使用命令行从 PDF 中提取文本#

Extract text from a PDF using the commandline

pdfminer.six 有几种可以从命令行使用的工具。命令行工具面向偶尔想要从 pdf 中提取文本的用户。

如果您想以编程方式使用 pdfminer.six,请查看高级或可组合界面。

pdfminer.six has several tools that can be used from the command line. The command-line tools are aimed at users that occasionally want to extract text from a pdf.

Take a look at the high-level or composable interface if you want to use pdfminer.six programmatically.

Examples#

pdf2txt.py#

$ pdf2txt.py example.pdf
all the text from the pdf appears on the command line

pdf2txt.py 工具可从 PDF 中提取所有文本。它使用布局分析和合理的默认值以合理的方式对文本进行排序和分组。

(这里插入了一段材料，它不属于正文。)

PR #137, opened 2023-06-07
Pass keyword arguments to `AutoModelForCausalLM`

arunpatro:
Without `trust_remote_code` set to `true`, we cannot run models like https://huggingface.co/mosaicml/mpt-7b and falcon. HF mentions to add this flag. See here -> https://huggingface.co/docs/transformers/custom_models#using-a-model-with-custom-code

### DIFF
--- a/outlines/models/hf_transformers.py
+++ b/outlines/models/hf_transformers.py
@@ -16,6 +16,7 @@ def HuggingFaceCompletion(
     model_name: str,
     max_tokens: Optional[int] = None,
     temperature: Optional[float] = None,
+    **model_kwargs,
 ) -> Callable:
     """Create a function that will call the `generate` method of a `transformers` model.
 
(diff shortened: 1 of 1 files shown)


rlouf:
Should we allow users to pass this keyword argument when initialising the model and use whatever default the `transformers` library uses? This looks like a legit security concern.

arunpatro:
> Should we allow users to pass this keyword argument when initialising the model and use whatever default the `transformers` library uses? This looks like a legit security concern.

I agree with the security concern, but users would definitely want to run latest models like falcon, etc. We can raise a meaningful error too. 

There are other keywords that are relevant which can be passed to the hf model like quantization flags. We should support these features and more `kwargs` because local inference is preffered by community and also because apple silicon is a beast.

rlouf:
> I agree with the security concern, but users would definitely want to run latest models like falcon, etc. We can raise a meaningful error too. 

Unless we have a good reason to not do so we should use the same defaults as the `transformers` library. For [this blog post](https://huggingface.co/blog/falcon):

```python
import transformers
import torch

model = "tiiuae/falcon-7b-instruct"

tokenizer = AutoTokenizer.from_pretrained(model)
pipeline = transformers.pipeline(
    "text-generation",
    model=model,
    tokenizer=tokenizer,
    torch_dtype=torch.bfloat16,
    trust_remote_code=True,
    device_map="auto",
)
```

Beyond the security concerns (which should be taken seriously) the interface should aim to be non-surprising for users of the `transformers` library. 

> There are other keywords that are relevant which can be passed to the hf model like quantization flags. We should support these features and more `kwargs` because local inference is preffered by community and also because apple silicon is a beast. 

We definitely should. I think it shouldn't take a lot of extra work to do it in this PR, at least for the most used options.

outlines/models/hf_transformers.py
```diff
@@ -93,7 +93,7 @@ def call_model_generate_method(
     prompt = list(prompt)
 
     tokenizer = AutoTokenizer.from_pretrained(model_name, padding_size="left")
-    model = AutoModelForCausalLM.from_pretrained(model_name)
+    model = AutoModelForCausalLM.from_pretrained(model_name, trust_remote_code=True)
```
rlouf, line 96: We probably shouldn't set this to `True` by default

rlouf (changes requested):

outlines/models/hf_transformers.py
dgerlanc: This 100% shouldn't be set to `True` by default. As Rémi said, we want to respect the library defaults here.

arunpatro:
What about allowing users to do something like `outlines.trust_remote_code = True` at the top like we use for disabling cache?

rlouf:
The best option imo is to use`**kwargs` for passthrough arguments.

rlouf:
Being implemented in #139, closing.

The pdf2txt.py tool extracts all the text from a PDF. It uses layout analysis with sensible defaults to order and group the text in a sensible way.

dumppdf.py#

$ dumppdf.py -a example.pdf
<pdf><object id="1">
...
</object>
...
</pdf>

dumppdf.py 工具可用于从 PDF 中提取内部结构。此工具主要用于调试目的,但对于使用 PDF 的任何人都很有用。

The dumppdf.py tool can be used to extract the internal structure from a PDF. This tool is primarily for debugging purposes, but that can be useful to anybody working with PDF’s.